In her real life, Judee was a terrible driver, and in the mid-1970s car crashes and unsuccessful operations left her in pain, which her history as a drug addict prevented her doctors treating effectively (hence her return to heroin, and the codeine in her system when she died). She worked, when she could, as an animator, as her parents had. No obituaries followed her death, and some friends didn’t learn about it for years. When Barney Hoskyns first told her story in the Guardian in 2004, her albums hadn’t been reissued (they came out in 2006 on CD as Abracadabra: The Asylum Years); today there’s a documentary film, Lost Angel: The Genius of Judee Sill, and the tone of writing about her has changed; it’s easier, maybe safer to see her as the saint of her songs or the gendered victim of her circumstances rather than the rock star she was, haughty, flamboyant and sensual, while it lasted.
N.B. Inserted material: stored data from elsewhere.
PR #1072, opened 2021-11-05
Link standalone discovery image information during build time

anujc25:
- This PR implements build-time linking of standalone discovery image
- Allows user to override configuration with runtime environment variables
- Also adds base for Kubernetes Discovery Support
- Unit tests

Build time variables introduced:
- `TKG_DEFAULT_IMAGE_REPOSITORY` (already exists before this change) 
- `DEFAULT_STANDALONE_DISCOVERY_IMAGE_PATH` 
- `DEFAULT_STANDALONE_DISCOVERY_IMAGE_TAG`

Users can override standalone discovery at runtime with below environment variables:
- `TKG_CUSTOM_IMAGE_REPOSITORY`
- `TKG_DEFAULT_STANDALONE_DISCOVERY_IMAGE_PATH`
- `TKG_DEFAULT_STANDALONE_DISCOVERY_IMAGE_TAG`

Related to #74 

- Manually tested the CLI by providing build-time configuration and testing it to determine the default standalone discovery is getting used correctly

### Release note

```release-note
NONE
```

### PR Checklist

### DIFF
--- a/pkg/v1/cli/discovery/interface.go
+++ b/pkg/v1/cli/discovery/interface.go
@@ -32,14 +32,15 @@ type Discovery interface {
 
 // CreateDiscoveryFromV1alpha1 creates discovery interface from v1alpha1 API
 func CreateDiscoveryFromV1alpha1(pd v1alpha1.PluginDiscovery) (Discovery, error) {
-	if pd.GCP != nil {
+	switch {
+	case pd.GCP != nil:
 		return NewGCPDiscovery(pd.GCP.Bucket, pd.GCP.ManifestPath, pd.GCP.Name), nil
-	}
-	if pd.OCI != nil {
+	case pd.OCI != nil:
 		return NewOCIDiscovery(pd.OCI.Name, pd.OCI.Image), nil
-	}
-	if pd.Local != nil {
+	case pd.Local != nil:
 		return NewLocalDiscovery(pd.Local.Name, pd.Local.Path), nil
+	case pd.Kubernetes != nil:
+		return NewKubernetesDiscovery(pd.Kubernetes.Name, pd.Kubernetes.Path, pd.Kubernetes.Context), nil
 	}
-	return nil, errors.New("unknown plugin discovery")
+	return nil, errors.New("unknown plugin discovery source")
 }
--- a/pkg/v1/cli/discovery/kubernetes.go
+++ b/pkg/v1/cli/discovery/kubernetes.go
@@ -1,0 +1,89 @@
+// Copyright 2021 VMware, Inc. All Rights Reserved.
+// SPDX-License-Identifier: Apache-2.0
+
+package discovery
+
+import (
+	"time"
+
+	"github.com/pkg/errors"
+
+	"github.com/vmware-tanzu/tanzu-framework/pkg/v1/cli/common"
+	"github.com/vmware-tanzu/tanzu-framework/pkg/v1/cli/plugin"
+	"github.com/vmware-tanzu/tanzu-framework/pkg/v1/tkg/clusterclient"
+)
+
+// KubernetesDiscovery is an artifact discovery utilizing CLIPlugin API in kubernetes cluster
+type KubernetesDiscovery struct {
+	name           string
+	kubeconfigPath string
+	kubecontext    string
+}
+
+// NewKubernetesDiscovery returns a new kubernetes repository
+func NewKubernetesDiscovery(name, kubeconfigPath, kubecontext string) Discovery {
+	return &KubernetesDiscovery{
+		name:           name,
+		kubeconfigPath: kubeconfigPath,
+		kubecontext:    kubecontext,
+	}
+}
+
+// List available plugins.
+func (k *KubernetesDiscovery) List() ([]plugin.Discovered, error) {
+	return k.Manifest()
+}
+
+// Describe a plugin.
+func (k *KubernetesDiscovery) Describe(name string) (p plugin.Discovered, err error) {
+	plugins, err := k.Manifest()
+	if err != nil {
+		return
+	}
+
+	for i := range plugins {
+		if plugins[i].Name == name {
+			p = plugins[i]
+			return
+		}
+	}
+	err = errors.Errorf("cannot find plugin with name '%v'", name)
+	return
+}
+
+// Name of the repository.
+func (k *KubernetesDiscovery) Name() string {
+	return k.name
+}
+
+// Manifest returns the manifest for a local repository.
+func (k *KubernetesDiscovery) Manifest() ([]plugin.Discovered, error) {
+	plugins := make([]plugin.Discovered, 0)
+
+	// Create cluster client
+	clusterClientOptions := clusterclient.Options{GetClientInterval: 2 * time.Second, GetClientTimeout: 5 * time.Second}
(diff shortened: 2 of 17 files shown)


pkg/v1/cli/discovery/kubernetes.go
```diff
@@ -0,0 +1,65 @@
...
+
+// Name of the repository.
+func (k *KubernetesDiscovery) Name() string {
+	return k.name
+}
+
+// Manifest returns the manifest for a local repository.
+func (k *KubernetesDiscovery) Manifest() ([]plugin.Discovered, error) {
+	plugins := make([]plugin.Discovered, 0)
+	// TODO: Implement Kubernetes Discovery
```
anujc25, line 58: This will be implemented as part of separate PR.

saji-pivotal (approved):
Looks good to me. But I would definitely like another person to take a look at this as well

Algorithmic angel: Karen Dalton, ‘Something On Your Mind’
'I saw her play once, 'and some woman asked her to play a Judy Collins song [Joni Mitchell’s ‘Both Sides Now’]. She said, "I don't know that fuckin' song and if I did I wouldn't play it". And I just thought, "Right on."' JD Souther, taking to Barney Hoskyns
‘Enchanted Sky Machines’, a UFO tract, is Judee Sill’s contribution to the Posadist trend in early 70’s rock.
My desire is a rosebud
In the magic design
I can't wait to feel it bloom
They'll be landin' anytime
Then when the sceptics are wonderin'
Where all the faithful have flown
We'll be on enchanted sky machines
The gentle are goin' home
As per my thesis that the things that impress an artist in childhood often go into their original creative mix, this clip-clop rhythm is, I think, derived from Sill’s childhood watching of Westerns, rather than a later study of folk songs.